Diesel exhaust (DE) contributes to air pollution, an important risk factor for cardiovascular diseases. However, the mechanisms by which DE exposure induces cardiovascular dysfunction remain unknown and there is still debate on the contribution of the primary particulate matter (PM) fraction compared to the gaseous phase. Although the mitochondria play a key role in the events leading to cardiovascular diseases, their role in DE-induced cardiovascular effects has not been investigated. The aim of this study was to highlight cardiac and mitochondrial events that could be disrupted following acute and/or repeated DE exposures and the contribution of gaseous pollutants to these effects. To address this question, Wistar rats were exposed to DE generated under strictly controlled and characterized conditions and extracted upstream or downstream of the diesel particulate filter (DPF). Evaluation of the cardiac function after acute DE exposure showed a disturbance in echocardiographic parameters, which persisted and worsened after repeated exposures. The presence of the DPF did not modify the cardiovascular dysfunction revealing an important implication of the gas phase in this response. Surprisingly, redox parameters were not altered by DE exposures while an alteration in mitochondrial oxidative capacity was observed. Exploration of the mitochondrial function demonstrated a more specific alteration in complex I of the respiratory chain after repeated exposures, which was further confirmed by transcriptional analysis of left ventricular (LV) tissue. In conclusion, this work provides new insights into cardiovascular effects induced by DE, demonstrating a cardiac mitochondrial impairment associated with the gaseous phase. These effects suggest deleterious consequences in terms of cardiac function for vulnerable populations with underlying energy deficit such as patients with heart failure or the elderly.

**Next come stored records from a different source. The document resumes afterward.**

PR #687, opened 2016-07-04
cluster-size_check: Fix typo and update the error message

PandaWei:
* s/Finall/Finally
* The logging begins with the timestamp,
  calling logging.error continuously for one error will cause
  multiple messages with different timestamp.

### DIFF
--- a/qemu/tests/cluster_size_check.py
+++ b/qemu/tests/cluster_size_check.py
@@ -53,22 +53,20 @@ def run(test, params, env):
 
         if status_error:
             if result.exit_status == 0:
-                logging.error("Return success with invalid Cluster size: %s"
+                logging.error("Create image sucessfully with invalid size: %s"
                               % csize_set)
-                logging.error("%s.\n" % result)
                 cfail += 1
+                fail_log += "Succeed in creating image unexpectedly.\n"
         else:
             output = image.info()
             error.context("Check the cluster size from output", logging.info)
             cluster_size = re.findall(parttern, output)
             if cluster_size:
                 if cluster_size[0] != expect:
-                    logging.error("Cluster size mismatch")
-                    logging.error("Cluster size report by command: %s"
-                                  % cluster_size)
-                    logging.error("Cluster size expect: %s" % expect)
+                    logging.error("Cluster size %s is not expected value %s"
+                                  % (cluster_size, expect))
                     cfail += 1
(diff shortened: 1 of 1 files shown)


qemu/tests/cluster_size_check.py
```diff
@@ -53,22 +53,20 @@ def check_cluster_size(parttern, expect, csize_set):
...
             output = image.info()
             error.context("Check the cluster size from output", logging.info)
             cluster_size = re.findall(parttern, output)
             if cluster_size:
                 if cluster_size[0] != expect:
-                    logging.error("Cluster size mismatch")
-                    logging.error("Cluster size report by command: %s"
-                                  % cluster_size)
-                    logging.error("Cluster size expect: %s" % expect)
+                    logging.error("Cluster size %s is not expected value %s"
```
PyLearner: hi , i think the original error log is more clear.

qemu/tests/cluster_size_check.py
```diff
@@ -53,22 +53,20 @@ def check_cluster_size(parttern, expect, csize_set):
...
                               % csize_set)
-                logging.error("%s.\n" % result)
                 cfail += 1
+                fail_log += "Succeed in creating image unexpectedly.\n"
         else:
             output = image.info()
             error.context("Check the cluster size from output", logging.info)
             cluster_size = re.findall(parttern, output)
             if cluster_size:
                 if cluster_size[0] != expect:
```
CongLi: Could you please also help update the type of cluster_size?
14:59:45 ERROR| Cluster size ['4096'] is not expected value 4096

Others are look good to me.
Thanks.

CongLi:

qemu/tests/cluster_size_check.py
PandaWei: Thanks for your comment.
IMHO, 
The definition of mismatch is something that was not correctly **paired.**
and we compare cluster_size with *expect*.
so I think " is not expected value" looks more better.

PandaWei: Thanks for your comment.
IMHO, 
The definition of mismatch is something that was not correctly **paired.**
and we compare cluster_size with *expect*.
so I think " is not expected value" more better.

xutian:
Acked, thanks @PandaWei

柴油机尾气(DE)造成了空气污染,这是心血管疾病的一个重要危险因素。然而,DE 暴露引起心血管功能障碍的机制尚不清楚,而且关于主要颗粒物(PM)部分与气相相比的贡献仍存在争议。尽管线粒体在导致心血管疾病的事件中起着关键作用,但它们在 DE 诱导的心血管效应中的作用尚未被研究。本研究的目的是强调心脏和线粒体事件,这些事件可能在急性和/或重复 DE 暴露后被打乱,以及气态污染物对这些效应的贡献。为了解决这个问题,Wistar 大鼠暴露于在严格控制和表征条件下产生的 DE,并在柴油机颗粒过滤器(DPF)的上游或下游提取 DE。急性 DE 暴露后心脏功能的评估显示,超声心动图参数发生了紊乱,这种紊乱在重复暴露后持续存在并恶化。DPF 的存在并没有改变心血管功能障碍,这表明气相在这种反应中具有重要的影响。令人惊讶的是,DE 暴露并没有改变氧化还原参数,而线粒体氧化能力的改变则被观察到。对线粒体功能的探索表明,重复暴露后呼吸链复合体 I 的功能出现了更特异的改变,这一发现通过对左心室(LV)组织的转录分析得到了进一步证实。总之,这项工作提供了对 DE 引起的心血管效应的新见解,证明了与气相有关的心脏线粒体损伤。这些效应表明,对于存在潜在能量缺陷的易受影响人群,如心力衰竭或老年人,心脏功能可能会产生有害后果。